**WORK INSTRUCTION:** What lines in the entries below contain the word "class"? Copy all of them.

**RECORDS TO USE:**

PR #664, opened 2025-04-29
Audio: Fix output shape when start==stop

NicolasHug:
Fixes https://github.com/pytorch/torchcodec/issues/661

Output shape is now (num_channels, 0) instead of (0, 0). This is more consistent with the video decoder as well, so I think we can consider this a bug fix.

### DIFF
--- a/src/torchcodec/_core/SingleStreamDecoder.cpp
+++ b/src/torchcodec/_core/SingleStreamDecoder.cpp
@@ -848,12 +848,13 @@ AudioFramesOutput SingleStreamDecoder::getFramesPlayedInRangeAudio(
             std::to_string(*stopSecondsOptional) + ").");
   }
 
+  StreamInfo& streamInfo = streamInfos_[activeStreamIndex_];
+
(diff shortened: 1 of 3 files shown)


src/torchcodec/_core/SingleStreamDecoder.cpp
```diff
@@ -848,13 +848,14 @@ AudioFramesOutput SingleStreamDecoder::getFramesPlayedInRangeAudio(
             std::to_string(*stopSecondsOptional) + ").");
   }
 
+  StreamInfo& streamInfo = streamInfos_[activeStreamIndex_];
+
   if (stopSecondsOptional.has_value() && startSeconds == *stopSecondsOptional) {
     // For consistency with video
-    return AudioFramesOutput{torch::empty({0, 0}), 0.0};
+    auto numChannels = getNumChannels(streamInfo.codecContext);
```
scotts, line 855: Nit: I prefer we're explicit about our ints. It's just as easy to read.

scotts (approved):

PR #666, opened 2025-04-29
Ensure correct encoding for non-contiguous WF

NicolasHug:
TSIA!

### DIFF
--- a/src/torchcodec/_core/Encoder.cpp
+++ b/src/torchcodec/_core/Encoder.cpp
@@ -13,10 +13,8 @@ torch::Tensor validateWf(torch::Tensor wf) {
       wf.dtype() == torch::kFloat32,
       "waveform must have float32 dtype, got ",
       wf.dtype());
-  // TODO-ENCODING check contiguity of the input wf to ensure that it is indeed
-  // planar (fltp).
   TORCH_CHECK(wf.dim() == 2, "waveform must have 2 dimensions, got ", wf.dim());
-  return wf;
+  return wf.contiguous();
 }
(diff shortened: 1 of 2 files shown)


src/torchcodec/_core/Encoder.cpp
```diff
@@ -13,10 +13,8 @@ torch::Tensor validateWf(torch::Tensor wf) {
       wf.dtype() == torch::kFloat32,
       "waveform must have float32 dtype, got ",
       wf.dtype());
-  // TODO-ENCODING check contiguity of the input wf to ensure that it is indeed
-  // planar (fltp).
   TORCH_CHECK(wf.dim() == 2, "waveform must have 2 dimensions, got ", wf.dim());
-  return wf;
+  return wf.contiguous();
```
NicolasHug, line 17: Confirming that this is load-bearing: newly added test fails if we just return `wf` without calling `contiguous()`.

test/test_ops.py
```diff
@@ -1284,6 +1284,35 @@ def test_encode_to_tensor_long_output(self):
 
         torch.testing.assert_close(self.decode(encoded_tensor), samples)
 
+    def test_contiguity(self):
```
scotts, line 1287: Can you provide some narration in the test about what exactly we're testing? I'm afraid I'm not familiar enough with tensor manipulation to fully understand everything. For example, I'm surprised `assert_close(contiguous_samples, non_contiguous_samples)` passes when they have different strides.

scotts (approved):

PR #667, opened 2025-04-29
Encoding: address some TODOs

NicolasHug:
This PR addresses a few outstanding TODO-ENCODING entries. See diff for (hopefully obvious!) changes.

### DIFF
--- a/src/torchcodec/_core/custom_ops.cpp
+++ b/src/torchcodec/_core/custom_ops.cpp
@@ -394,8 +394,6 @@ void encode_audio_to_file(
       .encode();
 }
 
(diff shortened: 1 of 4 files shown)


src/torchcodec/_core/custom_ops.cpp
```diff
@@ -394,8 +394,6 @@ void encode_audio_to_file(
       .encode();
 }
 
-// TODO-ENCODING is "format" a good parameter name?? It kinda conflicts with
-// "sample_format" which we may eventually want to expose.
```
NicolasHug, line 398: torchaudio.load() uses `format` as well, so I think that's fine. We haven't discussed the public API yet anyway.

PR #674, opened 2025-05-09
add opencv benchmark

jinhohwang-meta:
This PR added the benchmark for opencv. The benchmark shows that there is gap. Hope the torchcodec team can find out where the gap is from and improve the decoding performance. 

Local benchmark 

```
1 threads: --------------------------------------------------------------------------------------------------------------------------------
      OpenCV            |            22.4            |            22.6           |       6.4        |        9.3        |        18.1
      TorchCodecPublic  |            39.4            |            28.1           |       9.5        |        9.8        |        26.0
```

Image

### DIFF
--- a/benchmarks/decoders/benchmark_decoders_library.py
+++ b/benchmarks/decoders/benchmark_decoders_library.py
@@ -145,6 +145,74 @@ class TorchVision(AbstractDecoder):
         ]
         return frames
 
+class OpenCVDecoder(AbstractDecoder):
+    def __init__(self):
+        import cv2.videoio_registry as vr
+
+        self._print_each_iteration_time = False
+        api_pref = None
+        for backend in vr.getStreamBufferedBackends():
+            if not vr.hasBackend(backend):
+                continue
+            if not vr.isBackendBuiltIn(backend):
+                _, abi, api = vr.getStreamBufferedBackendPluginVersion(backend)
+                if (abi < 1 or (abi == 1 and api < 2)):
+                    continue
+            api_pref = backend
+            break
+        self._backend = api_pref
+
+    def decode_frames(self, video_file, pts_list):
+        import cv2
+
+        cap = cv2.VideoCapture(video_file, self._backend, [])
+        if not cap.isOpened():
+            raise ValueError("Could not open video stream")
+
+        fps = cap.get(cv2.CAP_PROP_FPS)
+        frames = int(cap.get(cv2.CAP_PROP_FRAME_COUNT))
+        approx_frame_numbers = [int(pts * fps) for pts in pts_list]
+
+        current_frame = 0
+        frames = []
+        while True:
+            ok = cap.grab()
+            if not ok:
+                break
+            if current_frame in approx_frame_numbers:  # only decompress needed
+                ret, frame = cap.retrieve()
+                if ret:
+                    frames.append(frame)
+
+            if len(frames) == len(approx_frame_numbers):
+                break
+            current_frame += 1
+        cap.release()
+        return frames
+
+    def decode_first_n_frames(self, video_file, n):
+        import cv2
+
+        cap = cv2.VideoCapture(video_file, self._backend, [])
+        if not cap.isOpened():
+            raise ValueError("Could not open video stream")
+
+        frames = []
+        for i in range(n):
+            ok = cap.grab()
+            if not ok:
+                break
+            ret, frame = cap.retrieve()
+            if ret:
+                frames.append(frame)
+        cap.release()
+        return frames
+
+    def decode_and_resize(self, video_file, pts_list, height, width, device):
+        import cv2
+        frames = [cv2.resize(frame, (width, height)) for frame in self.decode_frames(video_file, pts_list)]
+        return frames
+
 
 class TorchCodecCore(AbstractDecoder):
     def __init__(self, num_threads=None, color_conversion_library=None, device="cpu"):
--- a/benchmarks/decoders/benchmark_decoders_library.py
+++ b/benchmarks/decoders/benchmark_decoders_library.py
@@ -151,6 +151,7 @@ class OpenCVDecoder(AbstractDecoder):
 
         self._print_each_iteration_time = False
         api_pref = None
+        # Check backend abi/api for compatibility
         for backend in vr.getStreamBufferedBackends():
             if not vr.hasBackend(backend):
                 continue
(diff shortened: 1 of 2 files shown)


benchmarks/decoders/benchmark_decoders_library.py
```diff
@@ -145,6 +145,74 @@ def decode_and_resize(self, video_file, pts_list, height, width, device):
...
+
+    def decode_frames(self, video_file, pts_list):
+        import cv2
+
+        cap = cv2.VideoCapture(video_file, self._backend, [])
+        if not cap.isOpened():
+            raise ValueError("Could not open video stream")
+
+        fps = cap.get(cv2.CAP_PROP_FPS)
+        frames = int(cap.get(cv2.CAP_PROP_FRAME_COUNT))
```
NicolasHug, line 173: `frames` seems unused and gets redefined below

benchmarks/decoders/benchmark_decoders_library.py
```diff
@@ -145,6 +145,74 @@ def decode_and_resize(self, video_file, pts_list, height, width, device):
...
+
+        self._print_each_iteration_time = False
+        api_pref = None
+        for backend in vr.getStreamBufferedBackends():
+            if not vr.hasBackend(backend):
+                continue
+            if not vr.isBackendBuiltIn(backend):
+                _, abi, api = vr.getStreamBufferedBackendPluginVersion(backend)
+                if (abi < 1 or (abi == 1 and api < 2)):
+                    continue
```
NicolasHug, line 160: Can you add a comment explaining why this is needed?

benchmarks/decoders/benchmark_decoders_library.py
```diff
@@ -145,6 +145,74 @@ def decode_and_resize(self, video_file, pts_list, height, width, device):
...
+        fps = cap.get(cv2.CAP_PROP_FPS)
+        frames = int(cap.get(cv2.CAP_PROP_FRAME_COUNT))
+        approx_frame_numbers = [int(pts * fps) for pts in pts_list]
+
+        current_frame = 0
+        frames = []
+        while True:
+            ok = cap.grab()
+            if not ok:
+                break
```
NicolasHug, line 181: Let's raise here instead of a `break`. This will ensure that we are not reporting results in case `cap.grab()` fails.

benchmarks/decoders/benchmark_decoders_library.py
```diff
@@ -145,6 +145,74 @@ def decode_and_resize(self, video_file, pts_list, height, width, device):
...
+    def decode_frames(self, video_file, pts_list):
+        import cv2
+
+        cap = cv2.VideoCapture(video_file, self._backend, [])
+        if not cap.isOpened():
+            raise ValueError("Could not open video stream")
+
+        fps = cap.get(cv2.CAP_PROP_FPS)
+        frames = int(cap.get(cv2.CAP_PROP_FRAME_COUNT))
+        approx_frame_numbers = [int(pts * fps) for pts in pts_list]
```
NicolasHug, line 174: Nit: `s/numbers/indices`. We use the term `indices` for this.

benchmarks/decoders/benchmark_decoders_library.py
```diff
@@ -145,6 +145,74 @@ def decode_and_resize(self, video_file, pts_list, height, width, device):
...
+
+        cap = cv2.VideoCapture(video_file, self._backend, [])
+        if not cap.isOpened():
+            raise ValueError("Could not open video stream")
+
+        frames = []
+        for i in range(n):
+            ok = cap.grab()
+            if not ok:
+                break
```
NicolasHug, line 204: Same here, we should raise instead of `break`

benchmarks/decoders/benchmark_decoders_library.py
```diff
@@ -145,6 +145,74 @@ def decode_and_resize(self, video_file, pts_list, height, width, device):
...
+            ret, frame = cap.retrieve()
+            if ret:
+                frames.append(frame)
+        cap.release()
```
NicolasHug, line 208: Let's assert that `len(frames) == n` to ensure no error went undetected

NicolasHug (commented):
Thanks a lot for the benchmark @jinhohwang-meta , that's very useful! I made a few comments below.

Based on how the code is converting pts to indices (using the average fps), I think a fairer comparison against torchcodec would be to benchmark torchcodec with the approximate mode (instead of exact mode). I think it corresponds to `torchcodec_core_nonbatch`, although I'm not 100% sure (CC @scotts )

NicolasHug (commented):
Thanks a lot for the benchmark @jinhohwang-meta , that's very useful! I made a few comments below.

Based on how the code is converting pts to indices (using the average fps), I think a fairer comparison against torchcodec would be to benchmark torchcodec with the approximate mode (instead of exact mode). I think it corresponds to `torchcodec_core_nonbatch`, although I'm not 100% sure (CC @scotts )

scotts:
The comparison we'll probably be most interested in is this one:
```
python benchmarks/decoders/benchmark_decoders.py --decoders opencv,torchcodec_public:seek_mode=exact,torchcodec_public:seek_mode=approximate,torchaudio --min-run-seconds 40
```
That is, it compares:

1. OpenCV
2. TorchCodec public API, exact seek mode
3. TorchCodec public API, approximate seek mode
4. TorchAudio

We'll also want to use some more videos - the ones that are part of the README benchmark are good to use. We generate those on the fly here: https://github.com/pytorch/torchcodec/blob/87b98e870faa0ee3f66404dad6450030a1c86827/benchmarks/decoders/generate_readme_data.py#L37-L55

jinhohwang-meta:
> Thanks a lot for the benchmark @jinhohwang-meta , that's very useful! I made a few comments below.
> 
> Based on how the code is converting pts to indices (using the average fps), I think a fairer comparison against torchcodec would be to benchmark torchcodec with the approximate mode (instead of exact mode). I think it corresponds to `torchcodec_core_nonbatch`, although I'm not 100% sure (CC @scotts )

@NicolasHug I actually did compare with approximate as well, but it showed similar results. @scotts asked me to push this for the team to follow on to find out the gap and I am very much interested in to see why as well.

benchmarks/decoders/benchmark_decoders_library.py
scotts: @jinhohwang-meta, can we be more descriptive of what the meaning of these backends are? Why are we checking for specific ranges of the ABI and API?

I think we'll also want `assert api_pref is not None` after the loop.

Dan-Flores:
This change was iterated on and merged in #711.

**YOUR SOLUTION:**
@@ -145,6 +145,74 @@ class TorchVision(AbstractDecoder):
+class OpenCVDecoder(AbstractDecoder):
 class TorchCodecCore(AbstractDecoder):
@@ -151,6 +151,7 @@ class OpenCVDecoder(AbstractDecoder):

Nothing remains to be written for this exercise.